Putting Mike Ashley’s plans into practice has taken the hide of a rhinoceros and the foresight to see past football’s usual boom and bust logic. But this footballing fourth way now faces its biggest test – can it deliver tangible success to Tyneside?

They will never erect a statue outside St James’ Park to commemorate Newcastle United’s wage-to-turnover ratio dipping below the magic 60% mark.

As much of an achievement as this might be – and United are on track to achieve it, despite the recent flooding of the squad with more first-team “purples” – Newcastle fans didn’t raise the decibel level on Saturday to celebrate stability and the club’s robust wage structure.

The noise and fervour was down to the re-emergence of a team capable of producing football of power, poise and passion. The buzz was whether the debut of Moussa Sissoko (pictured right) bore comparison to Malcolm Macdonald’s, a debate to energise any Saturday night on the town.

None of this is lost on Llambias as he holds court in the Virgin Money suite that overlooks the majestic stands of St James’ Park.

United’s managing director might talk about blueprints, wage structures and constructing a robust black-and-white bottom line but the romanticism of the game is not lost on him. He is a football supporter himself – and he and Mike Ashley will regularly travel to support England. “We get it,” he says at various points during our chat. Most crucially of all, given their previous touch-and-go situation with supporters, he is moved to comment: “We listen, we honestly do. People don’t think we do, but we do.”

So he knows that logic must be mixed with fantasy when it comes to football. He talks of having to remove his inner fan when it comes to this year’s FA Cup exploits, pragmatically figuring that, while losing to Brighton might be painful, it might help Newcastle’s avowed aim of staying in the Premier League in the long-run.

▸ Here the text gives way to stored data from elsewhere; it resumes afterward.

Issue #229, opened 2023-06-18
Nice in systemd unit is always 5


jee-r:
Hello 
I noticed that `nice` in global section is not correctly [passed](https://github.com/creativeprojects/resticprofile/blob/3476fbce1425f3368527c05a9130d511fe530139/systemd/generate.go#L31) to systemd unit template. 

for example with this config

```yaml
version: "1"
global:
  nice: 17
default:
  repository: "my_repo"
  password-file: "key"
  backup:
    exclude-file: "excludes"
    exclude-caches: true
    one-file-system: true
    tag:
      - "test"
    source:
      - "/tmp/"
    schedule: "*-*-* 12:15:00"
    schedule-permission: system
    schedule-priority: background
    schedule-lock-mode: default
    schedule-lock-wait: 15m30s
 ```
After running `schedule` the systemd unit file is 

```
cat /etc/systemd/system/resticprofile-backup@profile-default.service
[Unit]
Description=resticprofile backup for profile default in ./profiles.yaml

[Service]
Type=notify
WorkingDirectory=/tmp
ExecStart=/usr/local/bin/resticprofile --no-prio --no-ansi --config ./profiles.yaml --name default --lock-wait 15m30s backup
Nice=5
Environment="HOME=/root"
Environment="SUDO_USER=test"
```
Nice is set to 5 and not to 17 as expected

**Comment by creativeprojects** [comment]
This is right, I can see in `systemd` that nice is set to a predefined value:
https://github.com/creativeprojects/resticprofile/blob/3476fbce1425f3368527c05a9130d511fe530139/systemd/generate.go#L121

Thanks for the report 👍🏻

**Comment by flolilo** [comment]
Hello,
Just wanted to chime in that when starting resticprofile from the terminal with:

```
# leaving out definitely unrelated settings, i.e. paths
global:
  # neither this:
  priority: "idle"
  # nor this:
  nice: 19
  # ...nor both together change anything.

default:
  backup:
    verbose: 2
```
also will create restic instances with the default niceness.

- `resticprofile version`: resticprofile version 0.24.0 commit bcfaaa7cacfa7f88a94d5dc62ca69b2d89205d89
- `restic version`: restic 0.16.2 compiled with go1.21.3 on linux/amd64

scy:
> will create restic instances with the default niceness

Can confirm, I'm seeing this too.

* resticprofile version 0.26.0 commit 2ab1f3a38467114aeb4095c0924817b369280e39
[...]

PR #339, opened 2024-03-13
Fix group priority

creativeprojects:
- Fix a bug when setting the process priority on Linux, macOS and unixes in general
- Refactoring to avoid duplicate code
- should also work inside a container

### DIFF
--- a/priority/linux.go
+++ b/priority/linux.go
@@ -53,13 +53,13 @@ func SetNice(priority int) error {
 	// group variants of Setpriority etc to affect all of our threads in one go
 	err = unix.Setpgid(pid, 0)
 	if err != nil {
-		return fmt.Errorf("cannot set process group priority, restic will run with the default priority: %w", err)
+		return fmt.Errorf("cannot set process group, restic will run with the default priority: %w", err)
 	}
 
 	clog.Debugf("setting process priority to %d", priority)
-	err = unix.Setpriority(unix.PRIO_PROCESS, pid, priority)
+	err = unix.Setpriority(unix.PRIO_PGRP, pid, priority)
 	if err != nil {
-		return fmt.Errorf("cannot set process priority, restic will run with the default priority: %w", err)
+		return fmt.Errorf("cannot set group process priority, restic will run with the default priority: %w", err)
 	}
 	return nil
 }
@@ -69,9 +69,18 @@ func SetClass(class int) error {
 	return SetNice(class)
 }
 
-// GetNice returns the current nice value
-func GetNice() (int, error) {
+// GetProcessNice returns the nice value of the current process
+func GetProcessNice() (int, error) {
 	pri, err := unix.Getpriority(unix.PRIO_PROCESS, 0)
+	if err != nil {
+		return 0, err
+	}
+	return 20 - pri, nil
+}
+
+// GetProcessNice returns the nice value of the current process group
+func GetGroupNice() (int, error) {
+	pri, err := unix.Getpriority(unix.PRIO_PGRP, 0)
 	if err != nil {
 		return 0, err
 	}
--- a/priority/linux.go
+++ b/priority/linux.go
@@ -51,7 +51,7 @@ func SetNice(priority int) error {
 		return fmt.Errorf("cannot set process group, restic will run with the default priority: %w", err)
 	}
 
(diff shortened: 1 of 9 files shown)


priority/linux.go
```diff
@@ -34,32 +34,31 @@ const (
...
-	err = unix.Setpriority(unix.PRIO_PROCESS, pid, priority)
+	clog.Debugf("setting group process priority to %d", priority)
+	err = unix.Setpriority(unix.PRIO_PGRP, selfPID, priority)
 	if err != nil {
-		return fmt.Errorf("cannot set process priority, restic will run with the default priority: %w", err)
+		clog.Debugf("setting process priority to %d instead", priority)
+		err = unix.Setpriority(unix.PRIO_PROCESS, selfPID, priority)
+		if err != nil {
+			return fmt.Errorf("cannot set process priority, restic will run with the default priority: %w", err)
+		}
```
scy, line 61: I know that your intent is

> Try to be more resilient in case of a failure

but does this really help? As a user, I'm setting the niceness in order to not have the restic run impact other processes on the system too much. But the thing that's using the resources is restic, not resticprofile. Changing just resticprofile's priority doesn't solve the problem, in my opinion.

If you ask me, resticprofile should not consider "well, at least I could set _my own_ priority" a success and instead flat out stop running if my desired configuration could not be applied. Because otherwise, people won't notice. I mean, as far as I can tell, the broken implementation has been in resticprofile for four years and people didn't notice ;)

(Also, you're no longer logging the original `err` that prevented the process group `Setpriority` call.)

priority/unix.go
```diff
@@ -10,20 +11,31 @@ import (
...
+	}
+
+	clog.Debugf("setting group process priority to %d", priority)
+	err = unix.Setpriority(unix.PRIO_PGRP, selfPID, priority)
+	if err != nil {
+		clog.Debugf("setting process priority to %d instead", priority)
+		err = unix.Setpriority(unix.PRIO_PROCESS, selfPID, priority)
+		if err != nil {
+			return fmt.Errorf("cannot set process priority, restic will run with the default priority: %w", err)
+		}
```
scy, line 38: Same remarks as above.

scy (commented):
Thanks for working on this!

I currently don't have a working Go setup to test this, sorry. Instead I've done a quick review of the proposed changes and hope that I'm helping by providing some feedback.

priority/linux.go
scy: Hm, makes sense. But doesn't https://github.com/creativeprojects/resticprofile/issues/229#issuecomment-1859349273 (i.e. the report of restic _not_ running with the configured niceness) show that the priority is not being inherited, at least in some cases?

creativeprojects: That's right, but I don't really understand why 🤔

priority/unix.go
```diff
@@ -10,20 +11,31 @@ import (
...
-	err = unix.Setpriority(unix.PRIO_PROCESS, pid, priority)
+	// Move ourselves to a new process group so that we can use the process
+	// group variants of Setpriority to affect all of our processes at once
+	err = unix.Setpgid(selfPID, 0)
 	if err != nil {
-		return fmt.Errorf("error setting process priority: %v", err)
+		return fmt.Errorf("cannot set process group, restic will run with the default priority: %w", err)
+	}
+
+	clog.Debugf("setting group process priority to %d", priority)
```
scy, line 31: Note that this also says "group process" and is not fixed by bf118a0887f158b1126ec385a298fac4db2c4d92.

Sorry, I thought that "same remarks as above" in my other comment would make it clear that _both_ my remarks (the typo and the fallback behavior) apply; that was apparently not clear enough, my bad.

priority/linux.go
scy: Me neither, sorry :man_shrugging:

I suppose the code as you're proposing it fixes the `PRIO_PGRP` issue and the fallback doesn't make things _worse_ compared to before, so … good enough for me :wink:

creativeprojects:
- [x] refactoring to remove duplicates
- [x] cleanup tests
- [x] run tests inside a goroutine (it doesn't seem to make any difference)
- [x] use default process group
- [x] creates own process group only if current group fails: should fix priority inside containers
- [x] verified restic is running with expected priority

Issue #217, opened 2023-05-29
[Feature Request] Allow systemd randomize RandomizedDelaySec parameter in the schedule command


darkblaze69:
Allow systemd randomize RandomizedDelaySec parameter in the schedule command.

This is a convenient way to avoid starting the jobs on all hosts at one time if config is the same for them with the same schedule time.

creativeprojects:
Hi,

I don't think I would want to backup multiple machines at the same time (to the same repository).
In case of different repositories it doesn't matter if they start at the same time.

I mean I don't mind adding this feature but I'm not sure it's advised to do so

creativeprojects:
closing as it can be set via a systemd template: https://creativeprojects.github.io/resticprofile/schedules/systemd/index.html#how-to-change-the-default-systemd-unit-and-timer-file-using-a-template

scy:
Hi! I've stumbled across the same issue just now, trying to add some randomness to the schedule.

> I don't think I would want to backup multiple machines at the same time (to the same repository).

Which is one of the reasons why [`RandomizedDelaySec`](https://www.freedesktop.org/software/systemd/man/latest/systemd.timer.html#RandomizedDelaySec=) makes sense. It basically allows you to use the same config on multiple machines, but have systemd spread out the iterations over some configurable interval.

For example, you could have 10 machines configured to run a daily backup at 2am, but add `RandomizedDelaySec=2h` to have these backups _actually_ start between 2am and 4am.

> In case of different repositories it doesn't matter if they start at the same time.

That's not quite true. Imagine having 10 machines at home that start uploading their backups at the same time, although to different off-site repos. You'd probably run into congestion of your upstream link. This, too, could be solved by adding a random delay.

> closing as it can be set via a systemd template: https://creativeprojects.github.io/resticprofile/schedules/systemd/index.html#how-to-change-the-default-systemd-unit-and-timer-file-using-a-template

Hm. I've thought about doing this, but I don't see how I can use different values for different profiles, because the template is a global setting. So, if I have one profile running every 10 minutes, I might want to add a 2 minute randomized delay to it, but if I have another profile running every 24 hours, 1 _hour_ of randomized delay might make more sense there. Is there a way to do this using the custom template?

I even might want to use different delays for different _tasks_ in the same profile. For example, run `backup` every 10 minutes (± 2 minutes), but run `forget` only every 24 hours (± 2 hours).

[...]

PR #340, opened 2024-03-15
drop-ins: transparent timer drop-in support

jkellerer:
PR for #217 (and other systemd specific configs for timers), tested in unit and manual tests.

Note: This also contains a fix for run-schedule not transferring `AfterNetworkOnline` & `SystemdDropInFiles` and a weakness of the drop-in support not detecting the own files when the sources use an extension other than `.conf`.


creativeprojects (approved):
LGTM

Thanks for taking care of it so quickly 😉

PR #343, opened 2024-03-16
log: allow controlling command output redirection

jkellerer:
This PR is a super-light version of outstanding PR #207 to control when command output is sent to logs, console or both, with a default of "`auto`" so that interactive usage isn't fully silent when log is specified (e.g. in global settings).

```
root@log:/# ./resticprofile --log=test.log containers.check
using temporary cache in /tmp/restic-check-cache-3409750633
create exclusive lock for repository
load indexes
check all packs
check snapshots, trees and blobs
[3:13] 100.00%  580 / 580 snapshots

no errors were found
```

```
root@log:/# cat test.log 
2024/03/16 22:12:12 INFO  using configuration file: /etc/resticprofile/profiles.yaml
2024/03/16 22:12:12 INFO  profile 'containers': initializing repository (if not existing)
2024/03/16 22:12:12 INFO  profile 'containers': starting 'check'
using temporary cache in /tmp/restic-check-cache-3409750633
create exclusive lock for repository
load indexes
check all packs
check snapshots, trees and blobs
[3:13] 100.00%  580 / 580 snapshots

no errors were found
```

.. PR #207 is still required to have proper terminal output in this case but it is better than none.


jkellerer:
@creativeprojects, let me know what you think about this and whether names need to be adjusted.

creativeprojects:
Yes, this is a very good idea.

I'm not too sure about the name of the flag either. We could also do:
- `log-output` (with something like `dual`, `log-only`) ?
- `log-console` (boolean) ?

🤔

jkellerer:
name was also one thing were I wasn't sure yet. Had used `log-commands` from `default-command`.

Maybe `add-output-to` (e.g. `--add-output-to=log`, `--add-output-to=console`, `--add-output-to=both`)

Mostly the flag wont be needed as the `auto` value should be fine. Also we have some commands where the output must not be sent to logs. It may be good to have a name that doesn't get in the way if output cannot be added.

jkellerer:
Changed the name to "command-output", kind of a combination of yours and mine proposals :)

```
resticprofile --log=rp.log --command-output=log ...
resticprofile --log=rp.log --command-output=console ...
resticprofile --log=rp.log --command-output=all ...
resticprofile --log=rp.log --command-output=auto ...

# also valid
resticprofile --log=rp.log --command-output=log,console ... 
```

PR #344, opened 2024-03-16
syslog: local syslog and stdout redirection

jkellerer:
In relation to #343, this PR adds local syslog server and command output redirection into syslog.

Motivation: Currently I redirect systemd output to syslog (including all stdout/err from resticprofile). This PR allows to have the same support using the built-in syslog client, which has the advantage of more consistent timestamps (not duplicated in stdout formatted log).

The following additional log URLs are added:
* `syslog:` (local syslog server via unix socket)
* `syslog://hostname` (udp on default port 514)
* `syslog://hostname:514` (udp on port 514)
* `syslog-tcp://hostname` (tcp on default port 514)
* `syslog-tcp://hostname:514` (tcp on port 514)


jkellerer:
@creativeprojects , do you have any concerns with this. It does change previous behaviour in that it now sends command output by default (though #343 allows to control it).

On the other hand the previous version was a bit inconsistent since we sent it to log files but not to syslog.

creativeprojects:
Yeah I'm fine with it 👍🏻 
Thanks for the PR 😉

creativeprojects (approved):
Works fine, and makes more sense than the previous implementation 👍🏻 

Thanks 😉

PR #346, opened 2024-03-19
contrib: added the common mixins library

jkellerer:
This PR is a contribution of a common mixins library that may be used to simplify common actions when performing backups. It starts with support for snapshots and databases in posix environments.

Status:

- [ ] integration tested
- [ ] tested

Status for the moment, it is just a brain dump of something I wanted to add for a couple of time but it is highly untested, though I use most of the actions in my backups in simplified forms.

### DIFF
--- a/contrib/mixins/README.md
+++ b/contrib/mixins/README.md
@@ -1,0 +1,65 @@
+# Common mixins library
+
+A library of reusable mixins to simplify common tasks needed when taking backups.
+
+Currently, this library contains mixins for:
+* Dumping databases to restic stdin (mysql, mariadb, pgsql)
+* Taking temporary snapshots (lvm, btrfs)
+* Temporarily freezing VM disk images (virsh/kvm)
+
+## Example Usage
+
+`profiles.toml`
+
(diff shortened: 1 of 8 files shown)


creativeprojects:
This is an excellent idea 💡 

I always wanted to add a section on how to use `rclone` with `restic` with a few configuration examples, but never took the time to do it 😞

creativeprojects:
BTW if we want the various snippets to also work with Windows, we can do like [go-task](https://taskfile.dev/#features) and use [a shell interpreter](https://github.com/mvdan/sh)

This is out of the scope of this MR though

jkellerer:
Was actually thinking to extend the shell hook format with an optional struct to toggle things like: 

* what shell to use
* async (run until the section ends, e.g. for remote locks with external tools)
* hidden-execution (copy to script file to hide confidentials from proc list) 
* what to do on return code (abort, fail, continue).. allows to use it as conditional when set to abort instead of fail.

...also out of scope for this PR. But helpful here and an integration point for a shell interpreter.

PR #350, opened 2024-03-23
add "stdin-from-command" (0.17) and minors of restic 0.16

jkellerer:
Maybe a bit early, prepares resticprofile for restic 0.17


jloh:
Anything I can do to help get this across the line? Would love to be able to use `skip-if-unchanged` in my backups 👍

creativeprojects:
I think @jkellerer is busy with other things right now. I haven't had a look at the PR in details but I know there are a few things to update to support the new `--stdin-from-command` backup option. I'll have a look at it soon-ish 😉

creativeprojects:
We're getting some shell escaping issue while trying to move our implementation to the new `--stdin-from-command` flag. I'm not going to leave our `stdin-command` implementation for now and just build with support for all the new 0.17 flags for now.

PR #353, opened 2024-03-28
Add "--stderr" to redirect console to stderr (for "cat" and "dump")

### LINKED ISSUE #352: resticprofile writes log information to stdout when using restic dump
I have been dumping postgresql databases into restic using stdin.  

When I attempt to restore these backups, I am using the restic dump command to send the dump file contents to standard output and piping it to pg_restore as follows:

```bash
resticprofile profile.dump --path /sql.pgdump latest /sql.pgdump | pg_restore -d dbname
```

But the beginning of the stanard output stream includes the following 2 lines generated by resticprofile ahead of the actual dump file contents:

```
2024/03/28 20:11:37 using configuration file: /etc/resticprofile/profiles.toml  
2024/03/28 20:11:37 profile 'db': starting 'dump'                               
PGDM |dbname#14.6 (Ubuntu 14.6-0ubuntu0.22.04.1)#14.6 (Ubuntu 14.6-0ubuntu0.22.0
0ENCODINENCODINGSET client_encoding = 'UTF8';
...
```

pg_restore is complaining about the extraneous output generated by resticprofile.  I [initially reported this issue,](https://github.com/creativeprojects/resticprofile/issues/153#issuecomment-1676495630) but probably not as clearly as shown above.

I propose, when using the restic dump command with resticprofile, either logging is suppressed on standard output entirely, or is instead written to standard error.  

The new run hooks don't really help here when you want to send the dump output to a variety of different commands.  Or in my case, I don't want to accidentally pipe the output directly to a db restore and wipe anything out.  

What do you think?

jkellerer:
This PR fixes #352 and allows to redirect console output to stderr. Also it auto-enables it for "dump" and "cat" commands.

E.g.:

```shell
./resticprofile dump latest /opt/test/Dockerfile > restored-Dockerfile

2024/03/28 16:32:24 using configuration file: /etc/resticprofile/profiles.yaml
2024/03/28 16:32:24 profile 'default': initializing repository (if not existing)
2024/03/28 16:32:25 profile 'default': starting 'dump'
2024/03/28 16:32:34 profile 'default': finished 'dump'
```

`cat restored-Dockerfile`:

```Dockerfile
FROM buildpack-deps/bullseye 
 
ENV VERSION=7ff74b2d5288fbc35c4f6fcb94466d408b1f853c 
ENV UID=1000 
 
RUN apt-get update \ 
 && apt-get install -y \
...
```

Note: Currently this doesn't cover output of own commands, however I think we can keep it simple for the moment and ignore this limitation.

### DIFF
--- a/constants/command.go
+++ b/constants/command.go
@@ -10,6 +10,7 @@ const (
 	CommandSnapshots = "snapshots"
 	CommandUnlock    = "unlock"
 	CommandMount     = "mount"
+	CommandCat       = "cat"
 	CommandCopy      = "copy"
 	CommandDump      = "dump"
 	CommandFind      = "find"
--- a/docs/content/usage/_index.md
+++ b/docs/content/usage/_index.md
@@ -82,6 +82,7 @@ There are not many options on the command line, most of the options are in the c
 * **[-v | --verbose]**: Force resticprofile and restic to be verbose (override any configuration from the profile)
 * **[--trace]**: Display even more debugging information
 * **[--no-ansi]**: Disable console colouring (to save output into a log file)
+* **[--stderr]**: Send console output from resticprofile to stderr (is enabled for commands `cat` and `dump`)
 * **[--no-lock]**: Disable resticprofile locks, neither create nor fail on a lock. restic locks are unaffected by this option.
 * **[--theme]**: Can be `light`, `dark` or `none`. The colours will adjust to a 
 light or dark terminal (none to disable colouring)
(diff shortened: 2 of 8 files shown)


creativeprojects (commented):
There is something funny going on:

If you run a `dump` or `cat` command without redirection, you get a coloured `stderr` and the content displayed.

If you redirect the output to a pipe or file, then we detect that `stdout` is not a terminal and `stderr` is displayed without colours.

It's certainly not a big deal, but I'm wondering if we wouldn't get some other corner cases because of it?

I also can't remember where the terminal detection is done ❓ 🤔

jkellerer:
Had also seen the colouring issue. That is caused in the `color` package because it doesn't handle stderr and stdout differently. If stdout is redirected, colors are disabled. We could potentially fix it by overriding the `color.NoColor` flag but this has to be done very carefully therefore I think we should leave it as it is.

creativeprojects (approved):
Right that's the color package doing it. I was wondering about that since I couldn't find it anywhere in the code.

Looks good to me 😄 

Thanks for taking care of it 👍🏻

For Llambias, the key point to stress is that their “model” is not simply aimed at keeping the club afloat or ticking along without the requirement of a huge loan. It is to actually deliver tangible success at some point – and a team capable of competing with the top four.

When will that success be delivered is the inevitable next query. The honest answer – without exactly nailing his colours to the mast – is two years. It comes with caveats, of course, but Llambias can envisage a situation in which Newcastle are slugging it out with the heavyweights sooner than you might think.

“We always said we had a five-year plan. We feel this season may have put us back a little bit, but I think we’ve now worked our way through that. I would say we are a couple of years away from absolutely having a really, really strong squad with the depth we need.

“A trophy for (manager) Alan (Pardew) would be just incredible. The FA Cup is his dream for this club. For us a trophy would be a dream. Mike and I would love a trophy, for sure we would. We’d also love to challenge those big boys though.

“When you look at last season it was exciting for us sitting there and thinking, ‘If we’d won that game we’d be third and if we won that game we’d be fourth and then thinking how it would feel if we’d have been pushed out of that Champions League place by Chelsea’.